◆ TASK BRIEF
Return the full listing, character for character.

◆ GIVEN ENTRIES

Issue #3005, opened 2023-11-14
Flaky test_recover_from_snapshot_2


agourlay:
https://github.com/qdrant/qdrant/actions/runs/6859970392/job/18653056947?pr=2994#step:10:989

```
=========================== short test summary info ============================
FAILED tests/consensus_tests/test_snapshot_recovery.py::test_recover_from_snapshot_2 - AssertionError: assert {'id': 68, 'p...r': None, ...} == {'id': 68, 'p...r': None, ...}
  Omitting 4 identical items, use -vv to show
  Differing items:
  {'version': 1} != {'version': 2}
  Full diff:
    {
     'id': 68,
     'payload': {'city': 'London'},
     'score': 0.7719247,
     'vector': None,
  -  'version': 2,
  ?             ^
  +  'version': 1,
  ?             ^
    }
============= 1 failed, 33 passed, 1 skipped in 535.24s (0:08:55) ==============
Error: Process completed with exit code 1.
```

agourlay:
https://github.com/qdrant/qdrant/actions/runs/6860045949/job/18653239661?pr=2995#step:10:1202

timvisee:
Fixed in <https://github.com/qdrant/qdrant/pull/3035>

PR #3031, opened 2023-11-16
Fix flaky snapshot recovery test

timvisee:
Fixes <https://github.com/qdrant/qdrant/issues/3005>.

Our snapshot recovery test recently became flaky and started failing most of the time. This was due to search results having different point versions after a snapshot was recovered, while before the version was always the same.

I bisected <https://github.com/qdrant/qdrant/pull/2938> to have introduced this problem. More specifically in [3b5920b^...243da10](https://github.com/qdrant/qdrant/compare/3b5920b07b27412e45739d04af1b7d1394c69046%5E...243da10fc1c36aecef8fdf3cd669f6f5ff0d78bb).

In <https://github.com/qdrant/qdrant/pull/2938> we've restructured the payload schema definition to be part of both segments and the collection. For example, to create a new payload index, we now internally use two operations to update the schema on both levels. It causes the point version number to be one higher.

I've updated the test to support this; version numbers may now be off by one.

If we eventually remove payload schema definitions from the segment level and go back to a single operation, we can go back to doing exact version matches again.

### All Submissions:

### New Feature Submissions:

### DIFF
--- a/lib/storage/src/content_manager/snapshots/recover.rs
+++ b/lib/storage/src/content_manager/snapshots/recover.rs
@@ -179,17 +179,17 @@ async fn _do_recover_from_snapshot(
     for (shard_id, shard_info) in &state.shards {
         let shards = latest_shard_paths(tmp_collection_dir.path(), *shard_id).await?;
 
-        let snapshot_shard_path = shards
-            .into_iter()
-            .filter_map(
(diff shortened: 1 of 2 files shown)


timvisee:
Fixed in <https://github.com/qdrant/qdrant/pull/3035> with a different approach which is better.

If we wait for both nodes to reach the same consensus the version numbers will be the same.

◆ ANSWER BOX
Issue #3005, opened 2023-11-14
Flaky test_recover_from_snapshot_2


agourlay:
https://github.com/qdrant/qdrant/actions/runs/6859970392/job/18653056947?pr=2994#step:10:989

```
=========================== short test summary info ============================
FAILED tests/consensus_tests/test_snapshot_recovery.py::test_recover_from_snapshot_2 - AssertionError: assert {'id': 68, 'p...r': None, ...} == {'id': 68, 'p...r': None, ...}
  Omitting 4 identical items, use -vv to show
  Differing items:
  {'version': 1} != {'version': 2}
  Full diff:
    {
     'id': 68,
     'payload': {'city': 'London'},
     'score': 0.7719247,
     'vector': None,
  -  'version': 2,
  ?             ^
  +  'version': 1,
  ?             ^
    }
============= 1 failed, 33 passed, 1 skipped in 535.24s (0:08:55) ==============
Error: Process completed with exit code 1.
```

agourlay:
https://github.com/qdrant/qdrant/actions/runs/6860045949/job/18653239661?pr=2995#step:10:1202

timvisee:
Fixed in <https://github.com/qdrant/qdrant/pull/3035>

PR #3031, opened 2023-11-16
Fix flaky snapshot recovery test

timvisee:
Fixes <https://github.com/qdrant/qdrant/issues/3005>.

Our snapshot recovery test recently became flaky and started failing most of the time. This was due to search results having different point versions after a snapshot was recovered, while before the version was always the same.

I bisected <https://github.com/qdrant/qdrant/pull/2938> to have introduced this problem. More specifically in [3b5920b^...243da10](https://github.com/qdrant/qdrant/compare/3b5920b07b27412e45739d04af1b7d1394c69046%5E...243da10fc1c36aecef8fdf3cd669f6f5ff0d78bb).

In <https://github.com/qdrant/qdrant/pull/2938> we've restructured the payload schema definition to be part of both segments and the collection. For example, to create a new payload index, we now internally use two operations to update the schema on both levels. It causes the point version number to be one higher.

I've updated the test to support this; version numbers may now be off by one.

If we eventually remove payload schema definitions from the segment level and go back to a single operation, we can go back to doing exact version matches again.

### All Submissions:

### New Feature Submissions:

### DIFF
--- a/lib/storage/src/content_manager/snapshots/recover.rs
+++ b/lib/storage/src/content_manager/snapshots/recover.rs
@@ -179,17 +179,17 @@ async fn _do_recover_from_snapshot(
     for (shard_id, shard_info) in &state.shards {
         let shards = latest_shard_paths(tmp_collection_dir.path(), *shard_id).await?;
 
-        let snapshot_shard_path = shards
-            .into_iter()
-            .filter_map(
(diff shortened: 1 of 2 files shown)


timvisee:
Fixed in <https://github.com/qdrant/qdrant/pull/3035> with a different approach which is better.

If we wait for both nodes to reach the same consensus the version numbers will be the same.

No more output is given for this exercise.